PR #1549, opened 2026-02-14
Ability to suppress control-d exit behavior

rolandwalker:
## Description
Arguably the default should be changed since it can be confusing to new users.  But exiting on control-d/EOF is also the default for _eg_ bash.

Ringing the bell when no action can be taken is consistent with other control keys on the empty line.

Tests would be nice!  But would require an alternate myclirc and simulated keypresses, which I don't know how to do.

## Checklist

    ```bash
    ```


scottnemes (approved):
Verified new option controls the ctrl-d behavior as expected.

PR #1550, opened 2026-02-14
Support Truecolor in prompt_toolkit sessions

rolandwalker:
## Description
Support Truecolor in prompt_toolkit sessions if the environment variable `$COLORTERM` contains "truecolor"; otherwise fall back to 8-bit color depth, the prompt_tookit default.

I must admit that between this and https://github.com/dbcli/cli_helpers/pull/102 I cannot yet see a difference.  But there was a request for it, which is reasonable.

It would be great if someone attached some screenshots showing the difference.

## Checklist

    ```bash
    ```

### DIFF
--- a/changelog.md
+++ b/changelog.md
@@ -9,6 +9,7 @@ Features
 * Optionally defer auto-completions until a minimum number of characters is typed.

________________

**WHAT THIS TASK INVOLVES**
Would you restate, word for word, every line of the listing from its first line through the line with "I must admit"?

**OUTPUT OF THE EXERCISE**
PR #1549, opened 2026-02-14
Ability to suppress control-d exit behavior

rolandwalker:
## Description
Arguably the default should be changed since it can be confusing to new users.  But exiting on control-d/EOF is also the default for _eg_ bash.

Ringing the bell when no action can be taken is consistent with other control keys on the empty line.

Tests would be nice!  But would require an alternate myclirc and simulated keypresses, which I don't know how to do.

## Checklist

    ```bash
    ```


scottnemes (approved):
Verified new option controls the ctrl-d behavior as expected.

PR #1550, opened 2026-02-14
Support Truecolor in prompt_toolkit sessions

rolandwalker:
## Description
Support Truecolor in prompt_toolkit sessions if the environment variable `$COLORTERM` contains "truecolor"; otherwise fall back to 8-bit color depth, the prompt_tookit default.

I must admit that between this and https://github.com/dbcli/cli_helpers/pull/102 I cannot yet see a difference.  But there was a request for it, which is reasonable.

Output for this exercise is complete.